The standard test box was reproduced with a little shift into the yellow or green area, while the GretagMacbeth chart shows extremely good automatic white balance. There is decreasing sharpness in the image corners, a consequence of the extreme zoom lens.
© BetterNet

The camera showed good performance in resolution tests. The test image was reproduced with 2385 lines per picture height, which is an average result for a camera with 3000 pixels. The camera shows a very intense USM (sharpening) filtering, which causes a slight clipping on contrast lines. However, clipping isn’t really noticeable in real-life images, like in the portrait test shot or the shot of the standard test box.

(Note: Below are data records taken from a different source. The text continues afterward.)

PR #1352, opened 2024-02-19
Cppperf

lordfolken:
Findings from cppcheck

### DIFF
--- a/src/Engine/GlideSolvers/GlidePolar.hpp
+++ b/src/Engine/GlideSolvers/GlidePolar.hpp
@@ -1,6 +1,6 @@
 // SPDX-License-Identifier: GPL-2.0-or-later
 // Copyright The XCSoar Project
- 
+
 #pragma once
 
 #include "PolarCoefficients.hpp"
@@ -17,17 +17,17 @@ struct SpeedVector;
 
 /**
  * Class implementing basic glide polar performance model
- * 
+ *
  * Implements aircraft-specific glide performance, including
  * bugs/ballast, MacCready setting and cruise efficiency.
  *
- * Cruise efficiency is the ratio of actual cruise speed to 
+ * Cruise efficiency is the ratio of actual cruise speed to
  * target to the classical MacCready speed.
  * Cruise efficiency is stored in this class for convenience,
  * it is used in MacCready class.
- * 
+ *
  * The MacCready class uses this GlidePolar data to calculate
- * specific GlideSolutions. 
+ * specific GlideSolutions.
  *
  * This uses a parabolic glide polar:
  * \f[ w = a.V^2+b.V+c \f]
@@ -254,7 +254,7 @@ public:
   void SetBugs(const double clean) noexcept;
 
   /**
-   * Retrieve bugs 
+   * Retrieve bugs
    * @return Cleanliness of glider (0-1]
    */
   constexpr double GetBugs() const noexcept {
@@ -275,7 +275,7 @@ public:
   void SetBallastLitres(const double litres) noexcept;
 
   /**
-   * Retrieve ballast 
+   * Retrieve ballast
    * @return Proportion of possible ballast [0-1]
    */
   constexpr double GetBallast() const noexcept {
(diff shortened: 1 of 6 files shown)


src/Math/Angle.hpp
```diff
@@ -106,7 +106,7 @@ class Angle
     }
   };
 
-  constexpr Angle(DMS dms) noexcept:Angle(Degrees(dms.ToFloat())) {}
+  constexpr Angle(const DMS &dms) noexcept : Angle(Degrees(dms.ToFloat())) {}
```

The Nikon P500 recorded the standard portrait test shot with very crisp contours due to a high sharpness filtering. This image shows a high yellow rate in red nuances and in some skin tones.
© BetterNet

The Nikon P500 offers clean and smooth images up to ISO speed 800. At ISO 1600 and higher some color “clouds” appear in homogeneously colored areas, such as the gray patterns of the dynamic range and noise test chart. Even at lower ISO speed settings the camera uses an anti-noise filtering, but it is less intense than the noise filtering used by cameras with higher megapixel counts on small sensors.

With 9.53 f/stops, the Nikon P500 showed good performance in dynamic range tests, but do note that there are a lot of compact cameras that will achieve a dynamic range of more than 10 f/stops. This does not seem to affect the overall image satisfaction, and users can work with Nikon’s D-Lighting in various strengths to overcome difficult lighting conditions.